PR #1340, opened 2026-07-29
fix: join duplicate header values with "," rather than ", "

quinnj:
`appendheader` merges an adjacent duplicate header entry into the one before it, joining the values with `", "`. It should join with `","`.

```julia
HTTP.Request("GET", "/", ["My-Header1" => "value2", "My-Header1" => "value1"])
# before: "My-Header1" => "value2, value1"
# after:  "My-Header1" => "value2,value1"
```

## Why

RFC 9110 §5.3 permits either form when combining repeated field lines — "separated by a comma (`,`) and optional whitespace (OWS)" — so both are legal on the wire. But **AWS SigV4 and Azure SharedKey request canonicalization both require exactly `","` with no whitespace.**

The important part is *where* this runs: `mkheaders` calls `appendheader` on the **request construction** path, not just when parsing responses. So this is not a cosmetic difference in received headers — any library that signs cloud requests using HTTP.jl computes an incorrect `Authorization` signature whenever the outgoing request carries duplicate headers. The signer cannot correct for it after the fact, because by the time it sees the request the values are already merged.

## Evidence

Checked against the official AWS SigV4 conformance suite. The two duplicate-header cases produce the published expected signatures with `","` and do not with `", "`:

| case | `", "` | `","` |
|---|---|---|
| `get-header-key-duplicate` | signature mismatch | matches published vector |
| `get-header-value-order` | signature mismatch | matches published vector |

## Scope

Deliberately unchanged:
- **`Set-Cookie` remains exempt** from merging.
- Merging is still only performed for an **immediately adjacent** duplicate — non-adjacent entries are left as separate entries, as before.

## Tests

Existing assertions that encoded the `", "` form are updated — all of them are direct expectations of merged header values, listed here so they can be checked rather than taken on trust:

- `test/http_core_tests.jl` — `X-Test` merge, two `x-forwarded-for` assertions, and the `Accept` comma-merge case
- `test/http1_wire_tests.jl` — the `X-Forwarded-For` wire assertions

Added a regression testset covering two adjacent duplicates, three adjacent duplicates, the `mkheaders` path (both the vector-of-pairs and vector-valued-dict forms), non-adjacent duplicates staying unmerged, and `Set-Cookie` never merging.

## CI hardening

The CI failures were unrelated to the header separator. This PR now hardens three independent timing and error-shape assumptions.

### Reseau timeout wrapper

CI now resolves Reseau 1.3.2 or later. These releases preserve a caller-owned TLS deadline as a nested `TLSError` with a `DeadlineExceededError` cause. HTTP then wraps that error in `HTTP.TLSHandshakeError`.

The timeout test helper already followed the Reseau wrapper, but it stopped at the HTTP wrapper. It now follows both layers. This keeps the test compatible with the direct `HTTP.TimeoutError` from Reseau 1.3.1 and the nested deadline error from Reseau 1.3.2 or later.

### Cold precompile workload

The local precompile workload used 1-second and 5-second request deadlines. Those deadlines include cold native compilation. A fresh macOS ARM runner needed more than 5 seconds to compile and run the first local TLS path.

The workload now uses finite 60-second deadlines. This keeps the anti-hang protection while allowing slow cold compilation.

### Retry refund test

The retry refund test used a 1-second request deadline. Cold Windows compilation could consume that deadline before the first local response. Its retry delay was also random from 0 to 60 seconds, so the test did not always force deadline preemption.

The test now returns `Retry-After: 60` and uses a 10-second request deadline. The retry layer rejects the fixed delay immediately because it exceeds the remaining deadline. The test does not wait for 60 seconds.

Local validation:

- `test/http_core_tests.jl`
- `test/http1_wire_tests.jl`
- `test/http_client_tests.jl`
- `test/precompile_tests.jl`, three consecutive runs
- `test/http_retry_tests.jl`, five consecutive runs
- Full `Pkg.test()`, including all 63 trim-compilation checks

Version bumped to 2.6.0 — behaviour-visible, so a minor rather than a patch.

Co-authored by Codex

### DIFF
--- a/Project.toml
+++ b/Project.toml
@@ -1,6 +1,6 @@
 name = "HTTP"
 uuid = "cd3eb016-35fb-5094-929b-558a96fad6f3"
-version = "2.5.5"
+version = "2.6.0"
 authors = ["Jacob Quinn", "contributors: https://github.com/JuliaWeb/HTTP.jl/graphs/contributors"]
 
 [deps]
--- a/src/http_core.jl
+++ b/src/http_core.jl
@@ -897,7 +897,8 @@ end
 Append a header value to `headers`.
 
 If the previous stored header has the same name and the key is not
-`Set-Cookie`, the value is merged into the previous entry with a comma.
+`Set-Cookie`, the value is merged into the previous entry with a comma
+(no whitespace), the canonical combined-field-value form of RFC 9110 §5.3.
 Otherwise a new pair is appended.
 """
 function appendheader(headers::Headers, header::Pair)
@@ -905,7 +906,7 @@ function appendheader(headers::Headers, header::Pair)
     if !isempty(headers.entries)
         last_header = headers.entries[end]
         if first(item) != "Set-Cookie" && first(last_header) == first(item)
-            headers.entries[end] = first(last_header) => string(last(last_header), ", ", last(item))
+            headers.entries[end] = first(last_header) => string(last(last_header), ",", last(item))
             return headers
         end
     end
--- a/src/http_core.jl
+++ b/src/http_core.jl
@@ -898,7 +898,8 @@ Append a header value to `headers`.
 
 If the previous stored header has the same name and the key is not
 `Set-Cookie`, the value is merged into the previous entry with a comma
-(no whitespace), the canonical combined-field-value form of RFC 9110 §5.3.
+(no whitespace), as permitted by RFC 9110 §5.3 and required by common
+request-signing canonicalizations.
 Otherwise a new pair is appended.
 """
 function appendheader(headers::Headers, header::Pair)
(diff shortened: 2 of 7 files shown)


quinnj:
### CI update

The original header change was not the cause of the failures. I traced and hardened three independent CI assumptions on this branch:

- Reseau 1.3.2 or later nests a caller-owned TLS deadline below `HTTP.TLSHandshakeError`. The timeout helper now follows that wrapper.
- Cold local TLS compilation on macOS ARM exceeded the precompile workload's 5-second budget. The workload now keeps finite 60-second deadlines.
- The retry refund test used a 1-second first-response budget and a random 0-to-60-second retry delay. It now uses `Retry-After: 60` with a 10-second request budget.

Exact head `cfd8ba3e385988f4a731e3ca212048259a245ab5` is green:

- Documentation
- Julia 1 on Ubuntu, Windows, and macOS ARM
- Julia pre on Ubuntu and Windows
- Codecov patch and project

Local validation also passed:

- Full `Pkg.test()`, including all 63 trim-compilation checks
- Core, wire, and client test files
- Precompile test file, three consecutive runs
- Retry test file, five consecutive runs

# # #

## [Your task]
Show every line in the entries above that contains the string "timeout".

## [The answer]
### Reseau timeout wrapper
The timeout test helper already followed the Reseau wrapper, but it stopped at the HTTP wrapper. It now follows both layers. This keeps the test compatible with the direct `HTTP.TimeoutError` from Reseau 1.3.1 and the nested deadline error from Reseau 1.3.2 or later.
- Reseau 1.3.2 or later nests a caller-owned TLS deadline below `HTTP.TLSHandshakeError`. The timeout helper now follows that wrapper.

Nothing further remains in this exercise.